Issue #1011, opened 2025-03-16
Add Docker Images for Python 3.11, 3.12, 3.13, 3.14 on RISCV64 Architecture


nakata5321:
Hello!  

I noticed that **RISCV64** has Docker images available only for older **Alpine Linux** versions of [Python](https://hub.docker.com/r/riscv64/python). However, newer versions **3.11, 3.12, 3.13, 3.14** are currently missing.  

I would like to understand:  
1. **Why are newer versions not supported?**  
2. **Are there any plans to add support?**  
3. **What challenges are preventing implementation?**  

I have a computer running **RISCV64**, and I am willing to help with testing, building, or resolving potential issues.  

I’d be happy to discuss how we can accelerate support for newer Python versions on this architecture.  

Thank you!

nakata5321:
I found this PR - https://github.com/docker-library/python/pull/931
I suppose tests wasn't successful? because now i see that you exclude RISCV architecture [here](https://github.com/docker-library/python/blob/0bd97693f7105bfb6f0ef81020c6d81ade21bc0b/generate-stackbrew-library.sh#L144)

tianon:
If you click @yosifkit's first link, you'll see "take more than 3 hours to build" -- unfortunately that's outside the realm of reasonable for us, so either we need to improve the speed of upstream's build or we need better hardware (and the long tail on each of those is unfortunately quite long).

tuler:
In case anyone needs it, we maintain unofficial `linux/riscv64` builds based on ubuntu 22.04 and 24.04.
https://hub.docker.com/r/cartesi/python/tags

mmoll:
Would https://riscv.builders/ be of service here?

PR #1038, opened 2025-05-05
disable LTO in RISC-V to speed up build

mmoll:
Closes https://github.com/docker-library/python/issues/1011

### DIFF
--- a/Dockerfile-linux.template
+++ b/Dockerfile-linux.template
@@ -180,9 +180,10 @@ RUN set -eux; \
 		--enable-shared \
 {{
 	# <3.10 does not have -fno-semantic-interposition enabled and --with-lto does nothing for performance
+	# skip LTO on alpine on riscv64: https://github.com/docker-library/python/pull/935, https://github.com/docker-library/python/pull/1038
 	if rcVersion == "3.9" then "" else (
 -}}
-		--with-lto \
+		$(test "$gnuArch" != 'riscv64-linux-musl' && echo '--with-lto') \
 {{ ) end -}}
 		--with-ensurepip \
 	; \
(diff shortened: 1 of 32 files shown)


yosifkit:
After doing some emulated, local tests, I think this seems reasonable to try again. It'll be a less optimized python, but that's better than no riscv64 `python` image. (though users could just install the alpine-provided python3 package in an image `FROM alpine`, but then they are limited to a specific version)

None of these builds are as slow as I was getting in https://github.com/docker-library/python/pull/931 and it's on the same machine. 😕 🤷 
```console
$ # --with-lto
$ for ver in 3.10 3.11 3.12; do time docker build --no-cache --platform linux/riscv64 ./$ver/alpine3.20/; done
real    19m13.374s

real    30m32.618s

real    33m12.560s

$ # without lto
$ for ver in 3.10 3.11 3.12; do time docker build --no-cache --platform linux/riscv64 ./$ver/alpine3.20/; done
real    8m49.526s

real    9m41.161s

real    9m22.683s
```

---

Requested change: also remove [this part](https://github.com/docker-library/python/blob/c2e4187abb7b90c73a287fc748abe5bb53c59a45/generate-stackbrew-library.sh#L139-L144) of `generate-stackbrew-library.sh` to stop removing the riscv64 from the architecture lists.

Dockerfile-linux.template
```diff
@@ -182,7 +182,7 @@ RUN set -eux; \
 	# <3.10 does not have -fno-semantic-interposition enabled and --with-lto does nothing for performance
```
tianon, line 182:
```suggestion
	# <3.10 does not have -fno-semantic-interposition enabled and --with-lto does nothing for performance
	# skip LTO on alpine on riscv64: https://github.com/docker-library/python/pull/935, https://github.com/docker-library/python/pull/1038
```

mmoll:
thanks for the comments, should all be done :bowtie:

tianon (approved):

Issue #947, opened 2024-08-10
Is there a nogil container?


impredicative:
I want a nogil container, also with all optimizations, etc. I assume that the current containers use the GIL.

tianon:
We don't have a "nogil" image currently.  For 3.13 we're using the default compilation settings, which AFAIK still results in the GIL.  Unfortunately, compiling Python is pretty heavy, so expanding our current support matrix to include new "nogil" variants is also going to be a tough sell. :see_no_evil:

tianon:
I'm not sure how you got there from what I said -- perhaps I can clarify: we _do_ compile Python (currently ~42 times _per architecture_, in fact, and we support ~10 architectures where compilation is necessary), and it's _very_ heavy to do so, and adding _more_ variants would require us to do so even _more_ times, so is not something we're willing to consider unless/until it is an officially recommended configuration (ideally the default configuration, but we'd be willing to consider an official statement along the lines of "everyone should try this out").

tianon:
I agree that nogil is the future of Python, and there's nothing strange about the request.  If I were completely opposed to the idea in general, I probably would've closed the issue already.  It's more a matter of resourcing/prioritization, not desire/understanding.  If the demand were actively higher, it would _also_ be a lot easier to justify the added resources/maintenance spend -- the best way for folks to signal that is to react with :+1: on the top post in this thread.

To put that another way, my answer is more accurately "not yet", not "never".

If you'd like to _help_ with the work, figuring out what changes are necessary to our current `Dockerfile`s would be a really useful first step.

ldeluigi:
An experimental JIT-enabled build would also be great to have

sekrause:
Instead of prodiving a whole second set of "nogil" Docker images the free-threaded executable could also be part of the normal images just like it is done with the official Windows and macOS installers:

> CPython now has experimental support for running in a free-threaded mode, with the global interpreter lock (GIL) disabled. This is an experimental feature and therefore is not enabled by default. The free-threaded mode requires a different executable, usually called `python3.13t` or `python3.13t.exe`. Pre-built binaries marked as free-threaded can be installed as part of the official Windows and macOS installers, or CPython can be built from source with the --disable-gil option.

https://docs.python.org/3.13/whatsnew/3.13.html#free-threaded-cpython

So we would have `/usr/local/bin/python3.13t` in every image and call this to use the free-threaded mode.

Unfortunately that still means that all of Python has to be compiled twice.

sekrause:
[...]

PR #1042, opened 2025-05-19
Add Debian Trixie (and remove Bullseye)

tianon:
Closes https://github.com/docker-library/python/issues/1041

Issue #111, opened 2016-05-28
find_library broken in alpine image


rwrnet:
According to http://bugs.alpinelinux.org/issues/5264 its known, that find_library is broken with python3 on Alpine.

However, with python2 it works on pure alpine:3.3, 

```
$ docker run --rm -ti alpine:3.3 sh -c "apk add --no-cache file python && python -c 'from ctypes.util import find_library;print find_library(\"c\")'"
...
libc.musl-x86_64.so.1
```

but not on python:2-alpine,

```
$ docker run --rm -ti --entrypoint sh python:2-alpine -c "python -c 'from ctypes.util import find_library;print(find_library(\"c\"))'"
None
```

so python:2-alpine seems to break something in addition to the general alpine issue, which renders even version 2 broken. Maybe the find_library issue could also be worked around by python image in general.

ushuz:
`find_library` relies on `ldconfig` `gcc` or `objdump` according to its document. `gcc` `objdump` need to be installed (by `apk add gcc`) separately as they are not included in the docker image, but won't work for some libraries, like `libcairo`. I've encountered this myself.

`ldconfig` seems broken according to the author of [this bug](https://bugs.alpinelinux.org/issues/4512), but the maintainer didn't say whether `ldconfig` is broken, instead he provided [a patch](http://git.alpinelinux.org/cgit/aports/tree/main/python/musl-find_library.patch) addressing the issue.

Alpine image may need to apply the same patch to make `find_library` functional. 

@yosifkit @tianon @ncopa

ncopa:
@ushuz `ldconfig` works just fine. it does not cache anything like gnu libc does so there is nothing to print with `ldconfig -p`. as you understand they (rightfully) don't trust the ldconfig output parsing so the fall back to using `gcc` or `objdump` because the likely thought that there is no way there exist any system without those tools installed.

The patch we use in alpine is incomplete. The fundamental problem is when you try to dlopen libc itself, then bad things will happen. upstream musl libc has said they will fix but I don't know what the status is there.

We should probably report this to upstream python.

ushuz:
@ncopa But why calling `ldconfig -p` on `alpine:latest` outputs `Illegal option -p`?

ushuz:
@tianon 

> I'm a little confused here -- what's the use case for find_library('c') in the first place? It seems strange to me to be trying to dlopen libc itself in this way -- aren't most of the functions it provides already available through the Python standard library in some other way?

[...]

PR #1043, opened 2025-05-22
DNM: enable the experimental JIT in 3.13+

tianon:
This is for testing, not for merging.

See:
- https://github.com/docker-library/python/issues/947


tianon:
Oof, there's a lot to unpack with this one.

- https://docs.python.org/3.13/whatsnew/3.13.html#an-experimental-just-in-time-jit-compiler mentions `--experimental-jit-interpreter` but it's actually `--enable-experimental-jit` as noted further down
- https://github.com/python/cpython/blob/3.13/Tools/jit/README.md has several other requirements, notably Python 3.11+ and LLVM version 18 (specifically and only 18: https://github.com/python/cpython/blob/3.13/Tools/jit/_llvm.py#L11)

That is going to be really limiting in our ability to enable this (for example, LLVM 18 isn't even available in Debian stable - it's currently in testing, but I don't know if it'll survive to release of trixie).

tianon:
(and to head it off: compiling LLVM from source is very much out-of-the-question unless/until upstream decides this feature is part of a standard recommended install and should be enabled for ~everyone)

tianon:
Rebased on #1042, applied more hacks; at least the `slim-trixie` builds here should succeed.

tianon:
([unsurprisingly](https://github.com/docker-library/python/issues/111), it looks like Alpine is unsupported: `build.py: error: argument target: invalid get_target value: 'x86_64-pc-linux-musl'`)

tianon:
In the spirit of https://bsky.app/profile/savannah.dev/post/3lskscidafk2e slash https://docs.python.org/3.14/whatsnew/3.14.html#binary-releases-for-the-experimental-just-in-time-compiler, I have updated this to use `yes-off`, which is clearly considered semi-officially OK for released binaries (as the Windows and macOS official releases are now built with it).  Hopefully that's true of 3.13 as well. :see_no_evil:

We do still need to resolve the LLVM version issue ... somehow.
(I really wish https://apt.llvm.org/ included releases, not just nightlies :disappointed:)

PR #1050, opened 2025-06-03
Update to 3.13.4, 3.12.11, 3.11.13, 3.10.18, 3.9.23

tianon:
https://pythoninsider.blogspot.com/2025/06/python-3134-31211-31113-31018-and-3923.html

(racing `update.sh` because these are technically security bumps)


yosifkit (approved):

tianon:
Oop, hit the end of the day so the bot won anyways. :smile:

Issue #1012, opened 2025-03-19
could you please upgrade setuptools version to latest


RohitThakur92:
I am using **python:3.11-alpine3.21** docker image from docker hub however this docker image is having one high level of vulnerability which is related to setuptools library. I would recommend you to upgrade the setuptools version from 65.5.1 to 76.1.0, which can help us to resolve the currently present vulnerability and republish the docker image to dockerhub

edmorley:
These images by design use the pip/setuptools versions that are bundled with the version of Python being installed.

Python 3.11 comes with setuptools v65.5.0:
https://github.com/python/cpython/tree/3.11/Lib/ensurepip/_bundled

So this is expected, and not something that will be changed in these images. (Updating to setuptools 70+ would be a breaking change for a start.)

You will either need to either:
1. Update to Python 3.12 or newer (which no longer bundles setuptools)
2. Update setuptools in your own `Dockerfile`
3. Ask upstream CPython to update to newer setuptools in Python 3.11
4. Suppress the vulnerability alert if appropriate (you didn't say what vulnerability you were referring to, but it's quite possible it's a non-issue in practice - many setuptools codepaths are not used when it's used as a pip build backend, or need several other criteria to be a problem etc)

See also:
- #942
- #952

yosifkit:
> These images by design use the pip/setuptools versions that are bundled with the version of Python being installed.

@edmorley is correct. We do not update `setuptools` in the image; we just include the bundled version. See also https://github.com/docker-library/python/issues/781#issuecomment-1372524712

PR #1051, opened 2025-06-10
upgrade versions of setup tools

sadewa25:
This upgrade will solved the issues of CVE-2025-47273 which had the high score on vulnerability database.


edmorley:
@ns-svemu Ah good spot! Yeah once those upstream changes are released these images should pick that up automatically (and we can then also optionally simplify the version handling in this repo too). I've written some more here:
https://github.com/docker-library/python/issues/1012#issuecomment-2976172015

PR #1094, opened 2025-10-31
Remove all traces of the now-EOL 3.9 release series

tianon:
See https://devguide.python.org/versions/ and https://www.python.org/downloads/ especially:

> end of life, last release was 3.9.25

(Follow-up to https://github.com/docker-library/official-images/pull/20201)


tianon:
On the major plus side, the only affected DOI downstream is `hylang` and it'll automatically adjust :muscle:

PR #1099, opened 2025-12-03
Add Alpine 3.23 and drop 3.21

jnoordsij:
Modelled after #1048.

Requires https://github.com/docker-library/official-images/pull/20400.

TRY IT: Using the listing above, report each line that mentions the word "tests".

TASK RESPONSE:
I suppose tests wasn't successful? because now i see that you exclude RISCV architecture [here](https://github.com/docker-library/python/blob/0bd97693f7105bfb6f0ef81020c6d81ade21bc0b/generate-stackbrew-library.sh#L144)
After doing some emulated, local tests, I think this seems reasonable to try again. It'll be a less optimized python, but that's better than no riscv64 `python` image. (though users could just install the alpine-provided python3 package in an image `FROM alpine`, but then they are limited to a specific version)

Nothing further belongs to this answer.